Whenever a line of the listing contains the string "hanging", return that line.

-------------------------

PR #15, opened 2020-07-23
Document the Result object pattern we are using in the libraries

slewis74:


matt-richardson:
Can we put this proposal out for review before merging?

PR #16, opened 2020-07-24
Removing Functionality

droyad:


OctopusServer/FunctionalityRemoval.md
```diff
@@ -0,0 +1,135 @@
...
+
+We do this by deprecating features and giving customers some time to transition over before eventually removing it. We develop features and procedures that assist customers in performing the transition.
+
+# Overview
+
+This document focuses on when we remove functionality from Octopus Server and the upgrade implications for customers
+
+It does not cover
+- How to decide whether to deprecate and when to remove
+- Which functionality will help the user make the transition
```
droyad: This will be detailed in a pitch, currently [here](https://docs.google.com/document/d/1Jo8cxYoqiNK1HqgO4jayUTHcXs4etWbunQPA_faSkPw/edit#heading=h.g165efrlab8g)

OctopusServer/FunctionalityRemoval.md
```diff
@@ -0,0 +1,135 @@
...
+- Deprecated features hanging around for years
+- Old conversion and compatibility code hanging around
+- An ever-increasing combination of Octopus and integration versions we need to support.
+- Paralysis in the introduction of new features that break existing functionality
+
+[Draft 1](https://docs.google.com/document/d/1JFgWg4T6yTjU1epz85bHHMaU73tQ43bggsq8tRFIaU8/edit#heading=h.b13zj4am1nqv) of this proposal with comments
+
+# Breaking Changes Policy
+
+## Breaking Releases
```
droyad: I toyed with calling them `checkpoint releases`, but I removed it for now.

droyad:
I don't think the Adhoc option gives us a big advantage is is confusing for everyone.

The twice a year option feels good to me as then we can quickly remove things and not pay to maintain it. However on balance I think we should go with the `Once per year, shortened transition period`.

This would also reduce the number of steps a customer who is say 3 years behind. They would only need to do 3 installs.

We could communicate this quite clearly to customers by saying:
> If you are on a version earlier than `.4.0`, please upgrade to the latest version for that year, and then to the latest version in the next year and so on.

Not as clear as this, but a good compromise:
> You must upgrade major by major release.

OctopusServer/RemovingFunctionality.md
```diff
@@ -0,0 +1,153 @@
...
+This means we only need to keep the deprecated functionality for a small amount of time. It also avoids a "big bang" release with lots of changes.
+
+Example, given a desired transition period of 6 months (3 releases):
+| Deprecated In | Removed In | Transition Period |
+| ------------- | ---------- | ----------------- |
+| 2020.4.0 | 2021.1.0 | 6 months |
+| 2020.4.1 | 2021.2.0 | 8 months |
+| 2021.1.0 | 2021.4.0 | 6 months |
+
+### Option - Once per year
```
NickJosevski, line 82: I like the simplicity of this option 👍

droyad:
`Once per year, shortened transition period` seems to be the winner so far

OctopusServer/RemovingFunctionality.md
```diff
@@ -0,0 +1,153 @@
...
+Examples:
+| Deprecated In | Removed In | Transition Period |
+| ------------- | ---------- | ----------------- |
+| 2020.4.0 | 2021.1.0 | 6 months |
+| 2020.4.1 | 2022.1.0 | 18 months |
+| 2021.1.0 | 2022.1.0 | 12 months |
+| 2021.1.1 | 2023.1.0 | 12 months |
+
+#### Option - Twice per year
+
```
andrewabest, line 118: I like this option the most. It provides more optionality around when to deprecate and remove rather than only having a fixed once-per-year drop.

More importantly it keeps the transition period reasonable, for a couple of reasons:
- If you give customers 24 months to do something, they will do the thing in 23 months time (if at all)
- Tracking the work of deprecation and removal over a 24 month period, when we work in 6 week cycles, seems impractical - people will lose context of the changes, and actually shipping the removal will become more difficult.

OctopusServer/RemovingFunctionality.md
andrew-moore-octo: I like this option too 👍 This is easy for customers (and us) to remember and reason about.

OctopusServer/RemovingFunctionality.md
```diff
@@ -0,0 +1,153 @@
...
+- An ever-increasing combination of Octopus and integration versions we need to support.
+- Paralysis in the introduction of new features that break existing functionality
+
+[Draft 1](https://docs.google.com/document/d/1JFgWg4T6yTjU1epz85bHHMaU73tQ43bggsq8tRFIaU8/edit#heading=h.b13zj4am1nqv) of this proposal with comments
+
+# Approach
+
+## Breaking Releases
+
+We designate certain releases to be breaking releases well in advance. All planned breaking changes are made in this release.
```
andrewabest, line 41:
```suggestion
We designate certain releases to be breaking releases well in advance, according to our agreed schedule. All planned breaking changes are made in this release.
```

johnsimons:
My first gut feeling is that the more time we give to people the longer they take to execute on it and quite possible forget to do it.

johnsimons:
Also not clear on how the whole process works in conjunction with our 6 weeks cycles. Example, we decide to introduce feature X to replace feature Y, so we mark feature Y as obsolete, but the cycle is finished, who/how do we clean-up in x months?

johnsimons:
The final question is regarding Cloud instances.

-------------------------

__Output of the task__:
+- Deprecated features hanging around for years
+- Old conversion and compatibility code hanging around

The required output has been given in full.